Maximum/minimum of exponential random variables

exponential distributionprobabilitysolution-verification

Let $T_i$ be the time (in hours) at which you first see a creature of type $i,$ for $1 ≤ i ≤ n.$
Suppose that ($T_i$, $1 ≤ i ≤ n$) are independent, and that $T_i$ has exponential distribution with parameter $\lambda_i$.

  1. What is the distribution of the time you see your first creature i.e. the minimum of the $T_i$?
  2. What is the expected number of types of creature that you have not met by time $1$?
  3. Now let all $\lambda_i$ be the same, $\lambda_i = \lambda$ for all $i.$ Let $M$ be the maximum of the $T_i$. Find
    the median of the distribution of $M.$

My solution so far:

  1. Let $X$ be the minimum of the $T_i$. Then the distribution of X is $f_X(t) = (\lambda_1+\cdots+\lambda_n)e^{-(\lambda_1 + \cdots + \lambda_n)t}$.
  2. Let $N$ be the number of types of creature not seen by time $1.$ Then $E(N) = e^{-\lambda_1}+\cdots+e^{-\lambda_n}$.
  3. Let M be the maximum of the $T_i$. Then $P(M\leq m) = (1-e^{-\lambda m})^n$. To find the median, solve $ P(M\leq m) =(1-e^{-\lambda m})^n = \frac{1}{2}$ for $m$. I get that the median is $m = \frac{-1}{\lambda}\log\left(1-\frac{1}{2^{1/n}}\right)$.

Would be grateful for thoughts and comments on these answers.

Best Answer

They are correct, but incomplete. You should really show your working so people checking your work have an easier time.
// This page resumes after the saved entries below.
PR #1222, opened 2026-06-25
feat(qwen,goose): record delegated fs I/O and gate it with result-phase policy

EnesYilmazcode:
## Related issue

N/A. This completes the deferred follow-up from #1100, tracked in `docs/QWEN_FOLLOWUPS.md` ("File I/O recording / content policy"). No separate issue.

## Summary

#1100 routed the ACP harnesses' file reads/writes back through Omnigent's `OSEnvironment` but left two layers as documented follow-ups: the delegated I/O was invisible in history and no content policy ran on it. This wires both onto the existing `_handle_fs_read` / `_handle_fs_write` handlers, in **qwen** and **goose**:

- **History recording.** Each delegated read/write emits a paired `ToolCallRequest` + `ToolCallComplete` onto the turn stream, which the harness adapter already renders as observed `function_call` / `function_call_output` items. The handlers buffer the records and `run_turn` drains them right after dispatching the request; the buffer is reset per turn so a prior turn's ops don't leak in.
- **Result-phase content policy.** The read/written bytes run through `PHASE_TOOL_RESULT` policy. An explicit `POLICY_ACTION_DENY` refuses the op (read: the bytes never reach the agent; write: evaluated before `OSEnvironment.write`, so the write never happens). It fails open otherwise (policy unwired, an eval error, or any non-deny verdict), matching `PHASE_TOOL_RESULT`'s advisory semantics (`FAIL_CLOSED_PHASES` is `PHASE_TOOL_CALL` only). Result policy here gates on content only: the server reads result-phase tool identity from `request_data`, which the harness policy round-trip doesn't carry, so the payload is `{"result": content}` (matching the existing producer in `runner/tool_dispatch.py`). A real read/write failure records `ERROR`, a denial records `BLOCKED`, success records `SUCCESS`; malformed requests still raise before any record.

Applied to both ACP harnesses since they share the identical dispatch pattern (same as #1100 and the history-replay change). `docs/QWEN_FOLLOWUPS.md` is updated to check the item off and note the content-only scope.

## Test Plan

- 10 new tests (5 per harness): a delegated read and write each emit a paired `ToolCallRequest` + `ToolCallComplete` with a shared `call_id`; a `PHASE_TOOL_RESULT` deny refuses a read and records it `BLOCKED`; a deny prevents a write (the `OSEnvironment.write` is never called) and records `BLOCKED`; `run_turn` surfaces a delegated op's records onto the turn stream.
- Each new test fails on the unfixed code (verified by stashing the production change).
[...]

PR #2870, opened 2026-07-18
fix(cli): normalize Azure Databricks custom-URL workspaces to their canonical host

### LINKED ISSUE #2781: [Bug] omni login for Databricks workspace with custom URLs requires original (non-custom) URL
### Description

Our Databricks workspaces have [custom URLs](learn.microsoft.com/en-us/azure/databricks/admin/account-settings/custom-url), but the `omni login` command does not seem to work with these. Workaround is to use the original (non custom) URL.

The standard Azure Databricks canonical domain follows the pattern adb-{workspace_id}.{shard}.azuredatabricks.net where `shard` is `workspace_id % 20`.

### Steps to reproduce

```
λ omni login https://mydomain.azuredatabricks.net/\?o\=11406516597XXXXX
Note: https://mydomain.azuredatabricks.net answers like a Databricks workspace, but https://mydomain.azuredatabricks.net/api/2.0/omnigent did not answer the anonymous probe (HTTP 303). Some edges hide the mount from unauthenticated requests — if omnigent is hosted on this workspace, run `databricks auth login --host https://mydomain.azuredatabricks.net` and retry, or pass the full mount URL.
Error: Could not reach https://mydomain.azuredatabricks.net/auth/cli-login: Redirect response '303 See Other' for url 'https://mydomain.azuredatabricks.net/auth/cli-login'
Redirect location: '/login?next_url=%2Fauth%2Fcli-login'
For more information check: https://developer.mozilla.org/en-US/docs/Web/HTTP/Status/303
Is the server running with OMNIGENT_AUTH_PROVIDER=oidc?
```

But 
`omni login https://adb-11406516597XXXXX.X.azuredatabricks.net`
works

### Version

0.5.1

### OS

Ubuntu 24.04 (WSL)

EnesYilmazcode:
## Related issue

Closes #2781

## Summary

`omni login` and `omni host` failed for Azure Databricks workspaces with a custom (vanity) URL like `https://mydomain.azuredatabricks.net/?o=<workspace_id>`. That vanity edge 303-redirects the unauthenticated probe to `/login` instead of answering, so `_databricks_workspace_login_target` does not recognize the Databricks posture and login fails. The canonical host `adb-{workspace_id}.{workspace_id % 20}.azuredatabricks.net` does answer (as the reporter confirmed), and the `?o=<workspace_id>` selector already carries the id.

This adds `_canonicalize_azure_databricks_url`, wired into `_resolve_server_url` (the shared normalization every `--server` entry point uses, which is why `omni host` was affected too). For a `*.azuredatabricks.net` host that is not already the `adb-` canonical form and carries a numeric `?o=`, it rewrites the host to the canonical form. AWS/GCP hosts, canonical URLs, and URLs without a selector are left unchanged. `login` still reads `org_id` from the raw URL, so the selector is preserved.

Note: this covers the reported case, a custom `*.azuredatabricks.net` vanity subdomain with `?o=`. A fully custom apex domain (e.g. `databricks.example.com`) cannot be recognized as Azure from the hostname alone and is out of scope.

## Test Plan

- [x] `pytest tests/cli/test_backend.py -k canonicalize` passes (custom→canonical, canonical/AWS/no-selector/non-numeric left unchanged, and the `_resolve_server_url` integration)
- [x] New tests fail without the fix (the vanity host reaches the mount expansion unchanged)
- [x] `pytest tests/cli/test_backend.py -k "resolve or workspace"` + full `tests/cli/test_login_databricks.py` pass (no regression)
- [x] `ruff check` + `ruff format --check` clean; `mypy` adds no new errors

## Demo

N/A (CLI auth URL-normalization, covered by unit tests)

## Type of change

- [x] Bug fix
- [ ] Feature
- [ ] UI / frontend change
- [ ] Refactor / chore
- [ ] Docs
- [ ] Test / CI
- [ ] Breaking change


EnesYilmazcode:
N/A on the demo, this is a CLI auth URL-normalization fix with no visual surface. The new behaviour is covered by the unit tests in `tests/cli/test_backend.py` (custom vanity host to canonical host, plus the `_resolve_server_url` integration).

EnesYilmazcode:
I went and checked against real workspaces. 170 live `adb-` hosts, every one matches `id % 20`. On six of them I tried all twenty shard numbers and only the mod-20 one loads.

The `5555555555555555` example is a docs placeholder, it doesn't resolve at `.19` or `.15` either.

You're right about the tests, they just restate the code. I'll put real pairs in and make the rewrite a fallback after a probe, so it doesn't matter if that rule ever changes.

EnesYilmazcode:
Pushed. Answering here since #2874 is closed.

I checked 170 live `adb-` hosts, all match `id % 20`, and on six I tried all twenty shards and only the mod-20 one resolves. The `5555555555555555` example doesn't resolve at `.19` or `.15` either, so I read it as a placeholder.

But you're right that it shouldn't depend on that. `_resolve_server_url` now tries the user's URL first and only synthesizes the canonical host as a fallback, probing before it adopts and falling back again if that host is dead. A wrong shard can't produce a bad hostname now.

Tests use five real workspace and host pairs instead of restating the formula. `isdigit` isn't in this branch, it uses `isdecimal()`, now tightened to `isascii() and isdecimal()`.

#1222 is waiting on a re-review if you have a moment, both blockers addressed.

PattaraS (approved):
## Review: normalize Azure Databricks custom-URL workspaces ✅

Reviewed the diff and surrounding code, fetched the branch into a worktree, and exercised the logic end-to-end with scripted probes.

**What it does:** `omni login`/`omni host` failed for Azure vanity URLs (`https://mydomain.azuredatabricks.net/?o=<id>`) because that edge 303-redirects the unauthenticated probe to a relative `/login`, which `_databricks_workspace_login_target` doesn't recognize. This adds a probe-before-adopt fallback in `_resolve_server_url`: try the URL as typed first, and only synthesize the canonical `adb-{id}.{id%20}.azuredatabricks.net` host — and probe it — when the original fails to resolve.

**Verified:**
- `_canonical_azure_databricks_url` synthesizes the correct host for all 5 real test workspaces; correctly declines canonical / AWS / no-selector / non-numeric / non-ASCII-digit / malformed-port inputs.
- Drove the real `_workspace_api_server_url` with scripted httpx across the three scenarios: (A) vanity 303→/login falls back to the probed canonical host, (B) vanity that answers 200 keeps the typed host, (C) dead canonical falls back to the typed host.
- The change is strictly additive — every non-Azure / no-selector / already-canonical / expansion-resolves path returns exactly what the old code did. A wrong `%20` shard yields NXDOMAIN → falls back, so the undocumented shard rule is never load-bearing.
- `ruff check` / `ruff format --check` clean; `mypy` shows only pre-existing errors (none in the added region).

**Strengths:** the second commit meaningfully hardened the first — probe-before-adopt instead of an unconditional rewrite, the `isascii()` guard against non-ASCII digits that `int()` accepts, `_probe_root` matching what the expansion actually probes, and replacing tautological `123 % 20 == 3` assertions with five real observed workspace/host pairs. Honest, well-scoped docstrings that flag the shard as observed-not-contract.

**Nit (already fixed):** pushed a follow-up commit dropping the `(#2781)` references from the docstrings/test per the repo's comment convention (describe the scenario, not the issue number).

One minor observation left as-is: for a vanity `?o=` URL that answers at root, the root `/v1/me` is probed twice (once by the expansion, once by the usable-check) — documented in the test, narrowly scoped, and a symptom of `_workspace_api_server_url` returning a bare string rather than a "did this resolve?" result. Not worth blocking on.

LGTM.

Still this was not that obscure.

  1. $\displaystyle f_X(t)=\ldots=\dfrac{\mathrm d ~~}{\mathrm d t}\Big(1-\prod_{i=1}^n\mathsf P(T_i>t)\Big)=\ldots = \mathrm e^{\left[-t\sum_{i=1}^n\lambda_i\right]}\cdot\sum_{i=1}^n\lambda_i$

    You might also have argued that the arrival times for any creature will be a Poisson process with a rate of $\sum_{i=1}^n\lambda_i$.

    Although this is the probability density function rather than the cumulative distribution function. However the later is just the antiderivative, so...

  2. $\mathsf E(N)=\ldots=\sum_{i=1}^n\mathsf P(T_i>1)=\sum_{i=1}^n\mathrm e^{-\lambda_i}$ by reason of linearity of expectation, and use of Bernoulli indicator random variables.

  3. This was much better. Your explanation was easy to follow and working correct. However, you should make the base of the logarithm explicit, using $\log_\mathrm e$ or $\ln$.